Last year, for the first time, iTunes music downloads fell. Various sources peg the decline at around 14 per cent, a serious drop in sales.

So what's causing it? There's one big answer: Spotify and other streaming services. Spotify has been gunning for iTunes music crown, and this is one sign it might be winning.

Spotify Ascendant

Late last year Taylor Swift dismissed Spotify as an "experiment" that doesn't "fairly compensate" artists. I offered a point-by-point rebuttal to her claims, pointing out that Spotify was showing all the signs of being the future of music – but I was wrong. Spotify isn't the future of music, it's a huge part of the music industry right now. 

Not only are iTunes' sales falling, but the number of Spotify users is soaring. Since 2011, Spotify has grown from around 10 million users to more than 50 million last October to 60 million today. It's not that people are listening to less music – they're just listening to it in different ways.

spotify-growth

People are also spending money on Spotify. The streaming service has 15 million paid subscribers — a 2.5 million increase in the last three months — each spending about $10 per month on the service. Spotify also makes money from the ads heard by users who aren't paying.

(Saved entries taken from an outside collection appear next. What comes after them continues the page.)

PR #157, opened 2022-03-01
snowpark migration: basic APIs replacement

navinrathore:
* drop() and sort() do not work with vararg type of inputs. However, null gets removed as drop(Column[]), sort(Column[]) versions used
* drop(), sort(), asc(), desc(), schema(), sample(), rename() tested in a sample application
* compilation errors due to signature mismatch and dependency on other classes  
    - Block
    - BlockingTreeUtil
    - RowEncoder
    - StorageLevel
   -  read/write
   -  DSUTil couple of functions signature mismatch (Dataset to DataFrame)
* func(Columns[]) version prefereed over func(String[]) version e.g. sort(), drop()
* $eq$eq$eq   ===,  <=> are also the same

### DIFF
--- a/client/src/main/java/zingg/client/util/Util.java
+++ b/client/src/main/java/zingg/client/util/Util.java
@@ -22,24 +22,18 @@ import java.util.Scanner;
 import java.util.Set;
 import java.util.regex.Pattern;
 
+import com.snowflake.snowpark.Column;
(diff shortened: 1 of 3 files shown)


navinrathore:
This PR is through another branch. It takes care of all the comments mentioned in that PR.

Issue #159, opened 2022-03-03
Add user to docker command


jdicello:
**Describe the bug**
The current docker command does not specify a user.  When the container is run w/o a user, you are unable to modify the file system. The instructions ask you to rename a directory, but that command will fail.  Additionally, VS Code requires the ability to create directories to connect to a running container.

**To Reproduce**
1. Run the commands:
docker pull zingg/zingg:0.3.2
docker run -it zingg/zingg:0.3.2 bash
3. When the session has started, type the command "mkdir test_dir"
![image](https://user-images.githubusercontent.com/2998073/156631610-e46005a4-93a7-40c8-affb-c2a8f8a41643.png)

**Expected behavior**
The directory "test_dir" should be created.

**Screenshots**

**Desktop (please complete the following information):**
 - OS: [e.g. iOS] WSL2 - Ubuntu

**Smartphone (please complete the following information):**

**Additional context**
I was able to fix the problem by adding "-u root" to the docker command.  I am not sure if this is the ideal way to give this permission.

sonalgoyal:
Thanks for reporting this @jdicello. we will try to fix this as soon as possible. @navinrathore can you please take a look at this urgently? Thanks.

sonalgoyal:
Added docker instructions https://docs.zingg.ai/zingg/stepbystep/installation/workingwithdocker. Hope this helps @jdicello

sonalgoyal:
Confirmed with @jdicello and closing

PR #160, opened 2022-03-04
Documentaion for Working with Docker Image

navinrathore:
Changed permission to rw the directories


navinrathore:
#159

navinrathore:
User can create directories in any of the sub directories of /zingg-0.3.2-SNAPSHO.
The cp, mv and other basic commands were already working.

sonalgoyal (changes requested):
can we have a new folder /zinggData and /zinggModels and make them writable? rw on /zingg can be susceptible to installation going wrong

Also, we will need a new release to push this. Can you make appropriate documentation, pom Client.java and other changes?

Spotify pays out almost 70% of their revenue in royalties to rights holders. They've paid out more than $2 billion in total, and that number is only going up. It's reached the point that, in Europe last year, Spotify paid out 13% more than iTunes in royalties to artists.

The Writing's On The Wall

Apple has seen the writing on the wall for a while. Their acquisition of Beats was suspected to be, in part, about Beats' streaming deals. Prior to that, Apple had introduced iTunes Radio in iOS 7 to try and shut down Spotify's growth.

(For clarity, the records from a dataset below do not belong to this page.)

PR #164, opened 2022-03-07
 snowflake_java based apis

navinrathore:
Replaced with snowflake_java api. Cleaner code.  Now have vararg (Column ..) based functions

However, below are the few things which are need to be resolveed

a) filter() -> as arg two columns are compared by equalTo(Column) ..
    earlier used $eq$eq$eq,  but in java api no equal_to(Object) function
    .in(Object) is the nearest one but there is no not_in(Object) function
b) Row().getAs("ColumnName") fn is not there rather Row().get(Index) is present....Need to get convert from column index
c) DF.Util()    GraphFrame is spark based
d) persist(), rapartition(0 etc. are WIP for snowpark

### DIFF
--- a/core/src/main/java/zingg/Labeller.java
+++ b/core/src/main/java/zingg/Labeller.java
@@ -7,6 +7,7 @@ import java.util.Scanner;
 
 import org.apache.commons.logging.Log;
 import org.apache.commons.logging.LogFactory;
+
 import com.snowflake.snowpark_java.Column;
 import com.snowflake.snowpark_java.DataFrame;
 import com.snowflake.snowpark_java.Row;
@@ -57,7 +58,7 @@ public class Labeller extends ZinggBase {
 			}
 			if (markedRecords != null ) {
 				unmarkedRecords = unmarkedRecords.join(markedRecords,
-						unmarkedRecords.col(ColName.CLUSTER_COLUMN).in(markedRecords.col(ColName.CLUSTER_COLUMN)),
+						unmarkedRecords.col(ColName.CLUSTER_COLUMN).equal_to(markedRecords.col(ColName.CLUSTER_COLUMN)),
 						"left_anti");
 						getMarkedRecordsStat(markedRecords);
 			} 
@@ -68,9 +69,9 @@ public class Labeller extends ZinggBase {
 	}
 
 	protected void getMarkedRecordsStat(DataFrame markedRecords) {
-		positivePairsCount = markedRecords.filter(markedRecords.col(ColName.MATCH_FLAG_COL).in(ColValues.MATCH_TYPE_MATCH)).count() / 2;
-		negativePairsCount = markedRecords.filter(markedRecords.col(ColName.MATCH_FLAG_COL).in(ColValues.MATCH_TYPE_NOT_A_MATCH)).count() / 2;
-		notSurePairsCount = markedRecords.filter(markedRecords.col(ColName.MATCH_FLAG_COL).in(ColValues.MATCH_TYPE_NOT_SURE)).count() / 2;
+		positivePairsCount = markedRecords.filter(markedRecords.col(ColName.MATCH_FLAG_COL).equal_to(Functions.lit(ColValues.MATCH_TYPE_MATCH))).count() / 2;
+		negativePairsCount = markedRecords.filter(markedRecords.col(ColName.MATCH_FLAG_COL).equal_to(Functions.lit(ColValues.MATCH_TYPE_NOT_A_MATCH))).count() / 2;
+		notSurePairsCount = markedRecords.filter(markedRecords.col(ColName.MATCH_FLAG_COL).equal_to(Functions.lit(ColValues.MATCH_TYPE_NOT_SURE))).count() / 2;
 		totalCount = markedRecords.count() / 2;
 	}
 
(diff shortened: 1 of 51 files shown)


core/src/main/java/zingg/Labeller.java
```diff
@@ -95,11 +96,11 @@ public void processRecordsCli(DataFrame lines) throws ZinggClientException {
 			int totalPairs = clusterIDs.size();
 			
 			for (int index = 0; index < totalPairs; index++){	
-				DataFrame currentPair = lines.filter(lines.col(ColName.CLUSTER_COLUMN).in(
-						clusterIDs.get(index).getAs(ColName.CLUSTER_COLUMN))).cacheResult();
+				DataFrame currentPair = lines.filter(lines.col(ColName.CLUSTER_COLUMN).equal_to(
+					Functions.lit(clusterIDs.get(index).get(0)))).cacheResult();
```
sonalgoyal, line 100: We should refer to column names only, let us not use index for retrieval as it is very brittle

core/src/main/java/zingg/Trainer.java
```diff
@@ -35,26 +35,26 @@ public void execute() throws ZinggClientException {
...
+			DataFrame positives = null;
+			DataFrame negatives = null;
+			DataFrame tra = DSUtil.getTraining(snow, args);
 			tra = DSUtil.joinWithItself(tra, ColName.CLUSTER_COLUMN, true);
-			tra = tra.cache();
-			positives = tra.filter(tra.col(ColName.MATCH_FLAG_COL).equalTo(ColValues.MATCH_TYPE_MATCH));
-			negatives = tra.filter(tra.col(ColName.MATCH_FLAG_COL).equalTo(ColValues.MATCH_TYPE_NOT_A_MATCH));
+			tra = tra.cacheResult();
+			positives = tra.filter(tra.col(ColName.MATCH_FLAG_COL).in(ColValues.MATCH_TYPE_MATCH));
+			negatives = tra.filter(tra.col(ColName.MATCH_FLAG_COL).in(ColValues.MATCH_TYPE_NOT_A_MATCH));
```
sonalgoyal, line 44: why not functions.lit ?

core/src/main/java/zingg/hash/First3CharsBox.java
```diff
@@ -37,8 +37,8 @@ public Integer call(String field) {
 	 }
 	 
 	 @Override
-	 public Object apply(Row ds, String column) {
-		 return call((String) ds.getAs(column));
+	 public Object apply(Row ds, int column) {
+		 return call((String) ds.get(column));
```
sonalgoyal, line 41: let us discuss this

core/src/main/java/zingg/hash/IsNullOrEmpty.java
```diff
@@ -15,7 +15,7 @@ public Boolean call(String field) {
 		 return (field == null || ((String ) field).trim().length() == 0);
 	 }
 
-	public Object apply(Row ds, String column) {
-		 return call((String) ds.getAs(column));
+	public Object apply(Row ds, int column) {
+		 return call((String) ds.get(column));
```
sonalgoyal, line 19: to discuss

core/src/main/java/zingg/util/HashUtil.java
```diff
@@ -37,7 +38,7 @@
 				});
 		for (HashFnFromConf scriptArg : scriptArgs) {
 			HashFunction fn = HashFunctionRegistry.getFunction(scriptArg.getName());
-			spark.udf().register(fn.getName(), (UDF1) fn, fn.getReturnType());
+			snow.udf().registerPermanent(fn.getName(), (JavaUDF1<Vector, Double>) fn, fn.getDataType(), fn.getReturnType(), "stageLocation");
```
sonalgoyal, line 41: parameter type of JavaUDF - why is it a vector?

core/src/main/java/zingg/util/Metric.java
```diff
@@ -16,7 +16,7 @@
     public static final long timeout = 1200L;
     public static final double confidence = 0.95; // default value
 
-    public static double approxCount(Dataset<Row> data) {
-        return data.rdd().countApprox(timeout, confidence).initialValue().mean();
+    public static double approxCount(DataFrame data) {
+        return data.async().count().getResult((int)timeout/1000);
```
sonalgoyal, line 20: please comment this out

sonalgoyal (changes requested):

core/src/main/java/zingg/util/Metric.java
navinrathore: Excluded through pom.xml
Comment this function as well

core/src/main/java/zingg/util/HashUtil.java
navinrathore: remove parameters

core/src/main/java/zingg/Trainer.java
navinrathore: done

core/src/main/java/zingg/Labeller.java
navinrathore: changed in the best manner. Will revisit if we have general solution of Row elements extraction.

PR #178, opened 2022-03-20
Correctly handling Pipe initialization

edmondo1984:
When looking at the current code, there are some patterns which should be avoided:
- Mutable classes leads to objects in an undesirable state. See Joshua Bloch, Effective Java book, "Prefer Immutability"
- When an object construction phase is multi-step, the logic should be encapsulated in a builder (see https://blogs.oracle.com/javamagazine/post/exploring-joshua-blochs-builder-design-pattern-in-java)
- Throw exceptions that are relevant to the level of abstractions you are dealing with and let the caller handle that (see my change in PipeFactory)

This is still a DRAFT, but I wanted to share the approach before moving forward

### DIFF
--- a/client/src/main/java/zingg/client/pipe/FilePipe.java
+++ b/client/src/main/java/zingg/client/pipe/FilePipe.java
@@ -1,13 +1,41 @@
 package zingg.client.pipe;
 
+
+import org.apache.spark.sql.SaveMode;
+import org.apache.spark.sql.types.StructType;
+
+import java.util.Map;
+
 public class FilePipe extends Pipe{
 	
 	public static final String LOCATION = "location";
-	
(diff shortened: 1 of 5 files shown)


sonalgoyal (commented):
Thanks @edmondo1984 - looks super cool.  I would suggest running the code on a Spark cluster as we had to put the clone method etc to overcome some issues we saw at that time.

edmondo1984:
@sonalgoyal Sure. Do you see blocks when trying to execute tests automatically at every commit? This should allow to test the code using a spark single cluster

sonalgoyal:
No blockers as such @edmondo1984 - just that our unit testing is really something we need to focus a lot on but havent been able to. :-(

Issue #78, opened 2021-12-15
Automatically suggest stop words


sonalgoyal:
we should build pre precessing routines which automatically find a list of stop words per column which the user can edit

sonalgoyal:
--phase suggestStopWords --conf <json> --field <name of field from conf> --num <count> --output </tmp..>

this will do word count of words in the field and write out the top <count> words as output as a csv with one word per line.

PR #186, opened 2022-03-23
Extract Stop words

navinrathore:
* Extracting stop words for each DONOT_USE field.
* stopWords are saved into csv files and html docs. The html docs have been linked in base documentation model.html
* Added new config param - **stopWordsCutoff** (default value = 0.1)


navinrathore:
#78

client/src/main/java/zingg/client/Arguments.java
```diff
@@ -507,7 +508,7 @@ public String getZinggBaseModelDir() {
 
 	@JsonIgnore
 	public String getZinggDocDir() {
-		return getZinggBaseModelDir();
+		return zinggDir + "/" + modelId;
```
sonalgoyal, line 511: why do we need this change?

sonalgoyal (changes requested):

client/src/main/java/zingg/client/Arguments.java
navinrathore: getZinggDocDir() was unused.
getZinggBaseModelDir() is models/<id>/model directory. it contains model detail. 
The getZinggDocDir() seems corresponding to doc/documentation, therefore used after modification.

sonalgoyal: thanks. so cant we then keep returning the getzinggBaseModelDir which is anyways what you are returning?

PR #209, opened 2022-04-15
New InMemoryPipe has been added

navinrathore:
The new pipe can take inputs from memory and write the output in the memory.

### DIFF
--- a/api/scala/FebrlExample.scala
+++ b/api/scala/FebrlExample.scala
@@ -1,0 +1,110 @@
+import zingg.client._;
+import java.util.ArrayList;
+
+//setting silent mode for Argument creation only 
+:silent
+val args = new Arguments();
+
+val fname = new FieldDefinition();
+fname.setFieldName("fname");
+fname.setDataType("\"string\"");
+fname.setMatchType(MatchType.FUZZY);
+fname.setFields("fname");
+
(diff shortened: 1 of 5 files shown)


api/scala/FebrlExample.scala
```diff
@@ -0,0 +1,110 @@
...
+args.setLabelDataSampleSize(0.5f);
+
+//reading dataset into inputPipe and settint it up in 'args'
+//below line should not be required
+val df = spark.read.option("header", "true").csv("examples/febrl/test.csv")
+import zingg.client.pipe.InMemoryPipe;
+import java.util.HashMap
+
+val inputPipe = new InMemoryPipe(df);
+inputPipe.setProps(new HashMap[String, String]());
```
sonalgoyal, line 94: why do we need this?

sonalgoyal (changes requested):

api/scala/FebrlExample.scala
navinrathore: It doesn't work without it. crashes at (Line)[https://github.com/zinggAI/zingg/blob/streamsets/core/src/main/java/zingg/util/PipeUtil.java#L64]
In output pipe this doesn't needed.

PR #233, opened 2022-05-03
Added new format 'bigquery'

navinrathore:


navinrathore:
Source data configuration may look like below
```
		"data" : [{
			"name":"test", 
			"format":"bigquery", 
			"props": {
				"credentialsFile": "/home/work/product/final/zingg-1/mynotification-46566-905cbfd2723f.json",
				"table": "mynotification-46566.zinggdataset.zinggtest",
				"viewsEnabled": true			
			}
		}],
```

Neither of these became a success for Apple, but they do show that Apple realizes the future is in streaming music.

Is This The End Of Music Downloads?

Millennials – that is, my generation – are eschewing digital ownership in general. We either subscribe to streaming services or we pirate things. However, we're largely unique in this.

My personal feeling is that paid downloads are slowly dropping over the edge of a long precipice. I'd be very surprised if iTunes sales grow again. I don't think iTunes sales are going to drop to zero overnight, but I think that over the next ten years they will continue to fall. At what percentage they bottom out remains to be seen.

A 14% drop is significant mostly because it runs counter to years of rapid growth. It's unlikely that iTunes downloads will continue to fall at such a fast rate. Even if they fall at 5–10% a year, iTunes still has far more than a decade of being a major player in the music industry. But the fact that iTunes' growth is down, while Spotify's is up, says a lot.

Arrested Descent

Music streaming services like Spotify still attract a lot of ire. Not everyone is as open to the idea that if you stop paying, you lose access to all your music. It requires an attitude to ownership that most who grew up in the times of tapes and CDs don't have.

Musicians and record companies will continue to push for digital downloads. While the potential revenue is lower in the long term, it is far more lucrative up front. This is especially important for record companies looking to recoup their investment. As the Taylor Swift situation showed, if you want to have a big launch, it pays to make sure as many people as possible buy your album in full, up front. Launching an album with a long-tail streaming strategy aimed at generating revenue over five years just doesn't make for big headlines or happy executives.

taylor swift

There are also other interest groups who will try to prolong music downloads. The Billboard Hot 100 — which uses data gathered by Nielsen — is based on sales which are now largely digital. Spotify publishes top lists for every country it operates in and for the service as a whole. Their access to data goes far beyond Nielsen's. If digital downloads cease to be relevant, Nielsen's business will become pointless.

So What Now?

Despite the articles proclaiming the end of iTunes — including one written by me last year — music downloads aren't going anywhere fast.

We've just reached peak download. Over the next few years music downloads will continue to fall as streaming continues to rise. At some point, streaming will become significantly more popular world wide and music downloads will begin to become a niche thing for luddites and collectors. But that day is still a while a way.